Llegué a mi casa y yo deseaba el monopatín y el póster de
la mujer ante la mariposa celeste. Cogí el diccionario de francés, di un
beso muy rápido a mi madre y a mi hermana y bajé rápidamente las escaleras de
mi ático sin ascensor. Cuando llegué a la calle, miraba al suelo, buscaba
basura. Vi el pomo brillante de un cajón y lo recogí de su orfandad absoluta.
Me parecía la pieza brillante de un ajedrez inexistente. Como un peón dorado.
Seguí la trayectoria de los contenedores del barrio. Así fue como supe que pertenezco al gremio de los que buscan entre los
escombros algo brillante y gratuito, al margen del monopolio capitalista. Así
empecé a reciclar basura.
He descubierto, por otra parte, por qué pongo tanto empeño en basar mi arte en la transformación de la
basura o de los sentimientos más bajos. Tengo el karma mártir del
proletario. No tengo un puto duro. Se me cae el alma al suelo cada vez que veo
lo que cuesta cualquier cosa. Normalmente la gente repudia la basura y paga por
lo que no considera basura. Yo tuve que cambiar el chip. No puedo
comprar x y reciclo y, que no es exactamente x, aunque,
bien mirado, es casi x. Basta con imaginar y poner lo que falta. El anticapitalismo ha de ser tremendamente
creativo para no tener un final truculento.

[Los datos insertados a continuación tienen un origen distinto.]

PR #4831, opened 2018-02-26
Add ... to indicate join link overflow in sidebar

hmstepanek:
Currently when the join link is too large to fit inside the input
box it cuts off the remaining text. Sometimes this happens in the
middle of a letter and is visually displeasing. Instead of cutting
off the join link url, now we add a ... on the end using elipsis
to indicate the url is too large to fit in the box. If the user
clicks on the box the whole link will be visible as normal.


seanh:
Before:

before

After:

after

seanh:
Looks much better

PR #4832, opened 2018-02-26
Reduce word spacing and date color in search

hmstepanek:
Got rid of extra spacing between words in "# Matching Annotations"
search results because it looks funny. ALso change color of date
to be lighter grey so that user focus is on the annotation and
not the date.

Before:
image

After:
image

### DIFF
--- a/h/static/styles/partials/_search.scss
+++ b/h/static/styles/partials/_search.scss
@@ -59,7 +59,6 @@
 .search-results__total {
   color: $brand;
   margin-bottom: 25px;
-  word-spacing: 4px;
 }
 
 .search-results__list {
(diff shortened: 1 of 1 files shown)


hmstepanek:
This was reviewed and requested by @dawariley

seanh:
@hmstepanek I wonder if you can add before and after screenshots? Then Dawa can review

h/static/styles/partials/_search.scss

Ahora vivo para observar la basura y pienso en cómo
transformarla en oro. Algo similar a lo que hacían los antiguos alquimistas.
Las cosas más viles y sucias de nuestro alrededor, hábilmente combinadas y
cocidas a fuego lento pueden transformarse en algo hermoso. Así opera la naturaleza, que abona los bosques con la podredumbre de
las plantas y animales muertos. La alquimia es mi única manera de sobrevivir en
el suburbio, de soñar al lado de un río lleno de ácidos químicos y peces de
tres ojos.
En fin, ojalá el texto haya
sido catártico o ilustrador de lo
que implica ser un Diógenes físico, emocional y mental.